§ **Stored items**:
——

Issue #791, opened 2019-04-11
Support clang address sanitizer


maddyscientist:
It would be nice to support clang's address sanitizer.  While this would only work with the CPU code compiled with clang, this would nevertheless help track down errors.  Integrating this will require integrating this with our cmake build system.

mathiaswagner:
For reference: https://blog.kitware.com/ctest-cdash-add-support-for-new-dynamic-analysis-tools/

PR #799, opened 2019-05-03
Hotfix/milc bnl

### LINKED ISSUE #744: Add MG verify test that checks correctness of Schur operator
At the moment the MG verification tests do not check for the correctness of the even-odd preconditioned operator that is constructed.  We should add a verification test for this, since this is a significant gap in testing coverage.

As noted by @weinbe2 we can just compare the constructed operator against a manual construction of the preconditioned operator by applying the relevant hopping terms and coarse clover inverses.

Assigning to @weinbe2.....

maddyscientist:
This is primarily bug-fix pull request that improves the robustness of QUDA that have been found as a result of improved testing infrastructure
* Communicator destruction and allocation is now done after a global barrier to ensure that all communication is complete, removing risk of potential undefined behaviour
* Coarse dslash now encodes the p2p/gdr/policy env args in its `TuneKey`, so that a global retune is not forced when these environment variables change
* Fix bug with zero-copy variant of `cudaColorSpinorField::saveSpinorField`
* Add plaquette computation to multigrid_invert_test
* Fix host residual computation in multigrid_invert_test for all fermion types and solve types
* Fix bug with changing precision of the fat sloppy gauge fields when non-trivial reconstruction is enabled for long links
* Fix single-GPU bug with `setMPICommHandleQuda` when used with the MILC interface
* Remove legacy `tex_id` from Texture object
* Fix minor issues with covariant derivative
* `spinorNoise` function now works on CPU fields (opaquely copying from GPU behind the scenes)
* Deploy hypercubic RNG for quark field creation in invert_test, multigrid_invert_test and `MG` class ensuring we have reproducible RNGs regardless of rank layout
* Add new environment variable `QUDA_DETERMINISTIC_REDUCE=1` which ensures that MPI reductions are deterministic regardless of rank order (helpful for debugging)
* Fixes for some valgrind and address sanitizer warnings
* Fix bug in Dirichlet boundary conditions when using a fused preconditioned operator linear operator
* Improve multigrid verification testing run after the setup completes: run top-down to ensure that the first logical failure is identified first, and added new test for preconditioned operator correctness
* Add support for Address and Undefined sanitizers to QUDA.  Enabled through setting the Cmake build target as `SANITIZE` - enabling identified various bugs and undefined behaviour that would not have been found otherwise
* Fix bug with peer-to-peer copy engine communication in the temporal dimension for full-field operators
* Use `cuPointerGetAttributes` instead of `cudaPointerGetAttributes` to silence false positives from `cuda-memcheck`

Closes #744, #791


CMakeLists.txt
```diff
@@ -602,6 +619,8 @@ set(CMAKE_CUDA_FLAGS_DEVICEDEBUG "${QUDA_NVCC_FLAGS} -G" CACHE STRING
   "Flags used by the C++ compiler during device-debug builds.")
 set(CMAKE_CUDA_FLAGS_DEBUG "${QUDA_NVCC_FLAGS} -g -DHOST_DEBUG -G" CACHE STRING
   "Flags used by the C++ compiler during full (host+device) debug builds." )
+set(CMAKE_CUDA_FLAGS_SANITIZE "${QUDA_NVCC_FLAGS} -g -lineinfo -DHOST_DEBUG -Xcompiler -fsanitize=address,-fsanitize=undefined" CACHE STRING
```
mathiaswagner: Shouldn't the host compiler flags be propagated from the CXX_FLAGS here, like we do for the other flags?

maddyscientist: Yes that's true.  If the propagate option is disable though then it wouldn't be.  Remind me, what was the rationale in having the option to not propagate?

mathiaswagner: Not sure. Might be a legacy thing as the old _FindCUDA_ module before native CUDA support had that. Only other reason I can think of right now is if one CXX flag causes trouble with CUDA compilation to disable it and have the option to set it manually.

lib/color_spinor_util.cu
```diff
@@ -434,10 +433,9 @@ namespace quda {
     for (int s = 0; s < Ns; s++) {
       printfQuda("x = %u, s = %d, { ", i, s);
```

——

§ **What you need to do**:
Say each line again exactly as it appears above.

§ **Completed task**:
Issue #791, opened 2019-04-11
Support clang address sanitizer


maddyscientist:
It would be nice to support clang's address sanitizer.  While this would only work with the CPU code compiled with clang, this would nevertheless help track down errors.  Integrating this will require integrating this with our cmake build system.

mathiaswagner:
For reference: https://blog.kitware.com/ctest-cdash-add-support-for-new-dynamic-analysis-tools/

PR #799, opened 2019-05-03
Hotfix/milc bnl

### LINKED ISSUE #744: Add MG verify test that checks correctness of Schur operator
At the moment the MG verification tests do not check for the correctness of the even-odd preconditioned operator that is constructed.  We should add a verification test for this, since this is a significant gap in testing coverage.

As noted by @weinbe2 we can just compare the constructed operator against a manual construction of the preconditioned operator by applying the relevant hopping terms and coarse clover inverses.

Assigning to @weinbe2.....

maddyscientist:
This is primarily bug-fix pull request that improves the robustness of QUDA that have been found as a result of improved testing infrastructure
* Communicator destruction and allocation is now done after a global barrier to ensure that all communication is complete, removing risk of potential undefined behaviour
* Coarse dslash now encodes the p2p/gdr/policy env args in its `TuneKey`, so that a global retune is not forced when these environment variables change
* Fix bug with zero-copy variant of `cudaColorSpinorField::saveSpinorField`
* Add plaquette computation to multigrid_invert_test
* Fix host residual computation in multigrid_invert_test for all fermion types and solve types
* Fix bug with changing precision of the fat sloppy gauge fields when non-trivial reconstruction is enabled for long links
* Fix single-GPU bug with `setMPICommHandleQuda` when used with the MILC interface
* Remove legacy `tex_id` from Texture object
* Fix minor issues with covariant derivative
* `spinorNoise` function now works on CPU fields (opaquely copying from GPU behind the scenes)
* Deploy hypercubic RNG for quark field creation in invert_test, multigrid_invert_test and `MG` class ensuring we have reproducible RNGs regardless of rank layout
* Add new environment variable `QUDA_DETERMINISTIC_REDUCE=1` which ensures that MPI reductions are deterministic regardless of rank order (helpful for debugging)
* Fixes for some valgrind and address sanitizer warnings
* Fix bug in Dirichlet boundary conditions when using a fused preconditioned operator linear operator
* Improve multigrid verification testing run after the setup completes: run top-down to ensure that the first logical failure is identified first, and added new test for preconditioned operator correctness
* Add support for Address and Undefined sanitizers to QUDA.  Enabled through setting the Cmake build target as `SANITIZE` - enabling identified various bugs and undefined behaviour that would not have been found otherwise
* Fix bug with peer-to-peer copy engine communication in the temporal dimension for full-field operators
* Use `cuPointerGetAttributes` instead of `cudaPointerGetAttributes` to silence false positives from `cuda-memcheck`

Closes #744, #791


CMakeLists.txt
```diff
@@ -602,6 +619,8 @@ set(CMAKE_CUDA_FLAGS_DEVICEDEBUG "${QUDA_NVCC_FLAGS} -G" CACHE STRING
   "Flags used by the C++ compiler during device-debug builds.")
 set(CMAKE_CUDA_FLAGS_DEBUG "${QUDA_NVCC_FLAGS} -g -DHOST_DEBUG -G" CACHE STRING
   "Flags used by the C++ compiler during full (host+device) debug builds." )
+set(CMAKE_CUDA_FLAGS_SANITIZE "${QUDA_NVCC_FLAGS} -g -lineinfo -DHOST_DEBUG -Xcompiler -fsanitize=address,-fsanitize=undefined" CACHE STRING
```
mathiaswagner: Shouldn't the host compiler flags be propagated from the CXX_FLAGS here, like we do for the other flags?

maddyscientist: Yes that's true.  If the propagate option is disable though then it wouldn't be.  Remind me, what was the rationale in having the option to not propagate?

mathiaswagner: Not sure. Might be a legacy thing as the old _FindCUDA_ module before native CUDA support had that. Only other reason I can think of right now is if one CXX flag causes trouble with CUDA compilation to disable it and have the option to set it manually.

lib/color_spinor_util.cu
```diff
@@ -434,10 +433,9 @@ namespace quda {
     for (int s = 0; s < Ns; s++) {
       printfQuda("x = %u, s = %d, { ", i, s);
```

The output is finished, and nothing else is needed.